Automated Bracket Seeding with Python and Pandas - An Update
Project Summary
In my last post, I ended with some pie-in-the-sky hare-brained ideas about actually returning to previous work, cleaning up code, and adding functionality. It must be a blue moon because I did it! You can now get the python utility to make your own NCAA brackets here! By the way, my latest bracket, if you’re interested.
Brackets at a Few Clicks of a Button
I have usage instructions on the github page, but I wanted to expand a little bit on what I’d done. Basically, I moved all the functionality into an easy-to-use python class called Bracketeer
in bracket_maker.py
at the above repo. The utility follows the workflow of the script essentially, with a download of data, sanitization, calculation of ranks, and saving to Excel workbook.
I chose to expose a few steps to allow some customization. The big one is that the user can now choose whichever computer polls they prefer, and really refine the type of metric they want to build.
I think there are really two schools of thought on this point, however.
- I’m tempted to use the statistics approach, and do a sort of ensemble approach of the ranks; all ranking metrics included have some ability to access the “truth” (here, the true rank, if such a thing exists), so why not take some combination of all of them? Won’t the noise cancel out, leaving the best estimate from the sample? Well, maybe.

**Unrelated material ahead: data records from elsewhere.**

PR #2014, opened 2020-07-12
added unit test for image.load_extended()

bubo-py:
it's my very first contribution as well as unit test, so please tell me if something is wrong and how should i fix that

### DIFF
--- a/test/image_test.py
+++ b/test/image_test.py
@@ -732,13 +732,9 @@ class ImageModuleTest(unittest.TestCase):
 
         self.fail()
 
-    def todo_test_load_extended(self):
+    def test_load_extended(self, image):
 
-        # __doc__ (as of 2008-08-02) for pygame.image.load_extended:
-
-        # pygame module for image transfer
-
-        self.fail()
+        self.assertRaises(pygame.error, image.load_extended, [])
 
     def todo_test_save_extended(self):
 


MyreMylar:
Thank you for having a go at writing a test, but I suspect this function needs a little more testing of its purpose which is to load image formats other than .bmp. I would expect a test to have a go at loading at least some file types from this list in the docs page:

- JPG
- PNG
- GIF (non-animated)
- BMP
- PCX
- TGA (uncompressed)
- TIF
- LBM (and PBM)
- PBM (and PGM, PPM)
- XPM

- I think the other school of thought is that a curated list of rnaking metrics is best. Carefully choose rankings that all try to extract information about differing important aspects. For example, Kenpom, which attempts to find a predictive comparison of all teams, regardless of circumstance, while ESPN’s BPI is all about examining circumstances surrounding teams and games. Hence, these two may get at two crucially important aspects without too much overlap.
For now, I will simply take all rankings and hope that the noise is ironed out. I actually do really like the latest bracket; it seems like what an ideal committee would choose, especially given the recent losses of several top teams.
Future Work
I want to really explore in more depth ranking systems and perhaps curate a few subsets of ranks that I really like. Also, it would be nice if arbitrary summary statistics could be calculated for the computer ranks, instead of relying simply on the mean. One thing I have done in the past is to simply discard the highest and lowest rank each team receives, then average the remaining ranks. This makes a lot of sense if the sample size is smaller. When there are 40 teams, perhaps removing the highest and lowest 10% makes more sense. I’d like to implement that though.
Maybe this belongs in the fantasy realm, but a ranking system I’d like to explore is one that tries to find groupings of teams. This isn’t a terribly new idea, although I don’t know of anyone building rankings in this way. We’ve seen Jimmy Dykes’ plane, around tournament time. He puts a few teams in “First Class,” some in “Business,” some in “Coach,” or something like that. Essentially admitting that you can’t reliably say any one of the teams is objectively better than the others. Well, I think that’s a fascinating concept numerically. I want to due some k-means analysis to see if indeed subsets of teams emerge, and where they fall. But, that is for another day.